Areawide Community Transportation System
- Locale: Anniston, Alabama
- Service area: Calhoun County, Alabama
- Service type: Bus service, paratransit
- Routes: 4
- Hubs: Anniston station
- Fleet: 4 buses
- Annual ridership: 153,669 (2023)
- Website: Areawide Community Transportation System

= Areawide Community Transportation System =

Provider of mass transportation in Calhoun County, Alabama

Areawide Community Transportation System is the primary provider of mass transportation in Anniston and Oxford, Alabama, with four routes serving the region. It is a service of the East Alabama Regional Planning and Development Commission. As of 2023, the system provided 153,669 rides over 37,074 annual vehicle revenue hours with 4 buses and 24 paratransit vehicles.

==History==

Public transit in Anniston began with horsecars in 1887, with the Anniston Street Railway Company.

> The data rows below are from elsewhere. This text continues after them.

PR #125, opened 2026-02-21
docs(readme): consolidate config sections and fix lint errors

dpearson2699:
## What

Consolidate 6 scattered configuration sections in the README into a single unified `## Configuration` section and fix all markdown lint errors.

## Why

Config documentation was spread across Effort Profiles, Autonomy Levels, Planning & Git, Settings Reference, Feature Flags, and Cost Optimization — making it hard to find settings. Three config keys were missing entirely (`qa_skip_agents`, `worktree_isolation`, `require_phase_discussion`), and the Feature Flags section falsely claimed flags were "removed" when 9 of 10 are still active in code.

Fixes #124 

## How

**Commit 1 — Consolidate config sections:**
- Merged 6 sections into `## Configuration` with 8 sub-sections: Effort profiles, Autonomy levels, Commits/push/planning artifacts, Agent behavior, Skills and discovery, Model routing and cost, Safety, Display, Feature flags
- Added 3 missing settings with accurate descriptions and valid values
- Rewrote Feature Flags as a table with real defaults and descriptions
- Updated TOC from 6 entries to 1
- Preserved backward-compatible `<a id>` anchors for external links

**Commit 2 — Fix all markdown lint errors (83 → 0):**
- Removed 40+ `<br>` spacer tags, replaced with blank lines and `---`
- Added language specs to 19 bare code fences (`text` or `bash`)
- Added alt text to `` tags for accessibility
- Converted contributors section from HTML to markdown
- Removed redundant `<a id>` anchors where heading auto-generates the ID
- Added `.markdownlint.json` to suppress intentional HTML (centered header `div`, `img` with width, backward-compat `a` anchors)

## Testing

- [x] Loaded plugin locally with `claude --plugin-dir .`
- [x] All tests pass (`bash testing/run-all.sh` — 0 failures)
- [x] Markdown lint clean (0 errors)
- [x] Existing commands still work

PR #128, opened 2026-02-21
fix(recovery): wire recover-state.sh into session-start for automatic state recovery

### LINKED ISSUE #126: bug(recovery): recover-state.sh is orphaned — never called at runtime
## Bug

`scripts/recover-state.sh` is fully implemented (rebuilds `.execution-state.json` from `event-log.jsonl` and `SUMMARY.md` files) and correctly gates on the `event_recovery` config flag (line 25), but **nothing in the codebase actually calls it**.

### What exists

- `scripts/recover-state.sh` — 80+ lines, reads event log, reconstructs phase/plan/task status, outputs JSON
- `references/execute-protocol.md` Step 6 — tells the Lead agent to "call recover-state.sh" as a crash-recovery instruction
- `config/defaults.json` — `event_recovery: true` (recently flipped from `false`)

### What's missing

No script, hook, or control-plane entry point invokes `recover-state.sh`. The execute-protocol reference is an instruction to the LLM agent, but there's no bash-level integration that would trigger it automatically on session start or crash detection.

### Expected behavior

`recover-state.sh` should be called automatically when a session starts and VBW detects a potentially stale or missing `.execution-state.json` — for example, from `session-start.sh` or `control-plane.sh` as a pre-flight check before resuming execution.

### Impact

If a session crashes mid-execution, `execution-state.json` may be stale. Without automatic recovery, the Lead agent has to manually reconstruct state from artifacts, which is error-prone and token-expensive.

### Suggested fix

Wire `recover-state.sh` into the session-start or resume flow:
1. In `session-start.sh` or `control-plane.sh`, check if `.execution-state.json` exists and whether its timestamp is older than the latest event-log entry
2. If stale, call `recover-state.sh` and replace the state file
3. Gate on `event_recovery` config flag (the script already does this internally)

dpearson2699:
## What
Wire `recover-state.sh` into `session-start.sh` so it is called automatically at session start when execution state is stale or missing.

## Why
`recover-state.sh` was fully implemented but never called at runtime (issue #126). If a session crashed mid-execution, `.execution-state.json` could be stale, forcing the Lead agent to manually reconstruct state — error-prone and token-expensive.

## How
- Added a staleness check in `session-start.sh` before the existing "Reconcile orphaned execution state" section
- Compares `.execution-state.json` mtime vs `event-log.jsonl` mtime (cross-platform: macOS `stat -f` / Linux `stat -c`)
- If event log is newer (or state file is missing while events exist), calls `recover-state.sh` with the current phase number extracted from `STATE.md`
- Only writes the recovered state if the output is non-empty and non-`{}`
- Gates on `event_recovery` config flag (checked in session-start; `recover-state.sh` also checks internally)
- Updated README `event_recovery` description to reflect automatic behavior

## QA follow-ups
- Round 1: added phase fallbacks and recovery output guards in `session-start.sh`
- Round 2: fixed leading-zero plan matching, whitespace-only event-log gating, and atomic state writes
- Round 3: fixed exact numeric event matching in `recover-state.sh` to prevent `"plan":1`/`"phase":1` collisions with `10`, `11`, etc.; added adversarial regression test for 1-vs-10 collisions
- Round 4: ignore malformed trailing event lines during recovery, make latest valid `plan_end` authoritative over stale SUMMARY, choose recovery phase by event/activity instead of highest numeric phase, and clean up temp files when atomic writes fail
- Round 5: resolve CI ShellCheck SC2010 by replacing `ls | grep` counting in `session-start.sh` with glob-based loops (Bash 3.2-safe), no behavior changes intended

## Testing
- [x] Recovery integration tests: `tests/recover-state-integration.bats`
- [x] Full suite: `bash testing/run-all.sh`
- [x] Latest run status: all selected checks passed (`EXIT=0`)
- [x] Round 5 focused checks: `tests/recover-state-integration.bats`, `tests/sessionstart-compact-hooks.bats` (`EXIT=0`)

### Testing checklist
- [x] Load plugin locally with `claude --plugin-dir .`
- [x] Test affected commands
- [x] No load errors

Fixes #126

### DIFF
--- a/commands/discuss.md
+++ b/commands/discuss.md
@@ -29,7 +29,8 @@ Phase state:
 ## Phase Resolution
 
 1. If `$ARGUMENTS` contains a number N, target phase N.
-2. Otherwise auto-detect: find the first phase directory without a `*-CONTEXT.md` file. If all phases already have context: STOP "All phases discussed."
+2. If the target phase has a `*-CONTEXT.md` file with `pre_seeded: true` in its YAML frontmatter (remediation phase): WARN the user that this phase has pre-seeded UAT context and ask whether they want to re-discuss (which overwrites the pre-seeded content) or skip discussion and proceed to planning.
+3. Otherwise auto-detect: find the first phase directory without a `*-CONTEXT.md` file. If all phases already have context: STOP "All phases discussed."
 
 ## Execute
 
--- a/commands/vibe.md
+++ b/commands/vibe.md
@@ -90,6 +90,8 @@ If no $ARGUMENTS, evaluate phase-detect.sh output. First match determines mode:
 
 **Milestone UAT recovery:** When `milestone_uat_issues=true` and active phases are empty, the latest shipped milestone has unresolved UAT issues. Present the user with options: (a) create remediation phases to fix the UAT issues, or (b) start fresh with new work (ignoring the stale UAT). Use `milestone_uat_count` to determine how many phases are affected. When `milestone_uat_count` > 1, parse `milestone_uat_phase_dirs` (pipe-separated) to read all UAT reports and display a consolidated issue summary. Use `milestone_uat_major_or_higher` to determine severity context.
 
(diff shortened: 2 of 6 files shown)


dpearson2699:
Accidentally merged this PR by accident. So now it's in #125. Too much of a hassle to undo, but everything is thoroughly tested so the code is fine. @yidakee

In 1896, streetcars began plying the streets, although these would be replaced by buses by 1932.

==Service==

Areawide Community Transportation System operates four hourly bus routes on a pulse system with routes departing the Multimodal Station on the hour. Regular fares are $1.00.

===Routes===
- East Route
- North Route
- South Route
- West Route

==Fixed route ridership==

The ridership statistics shown here are of fixed route services only and do not include demand response services.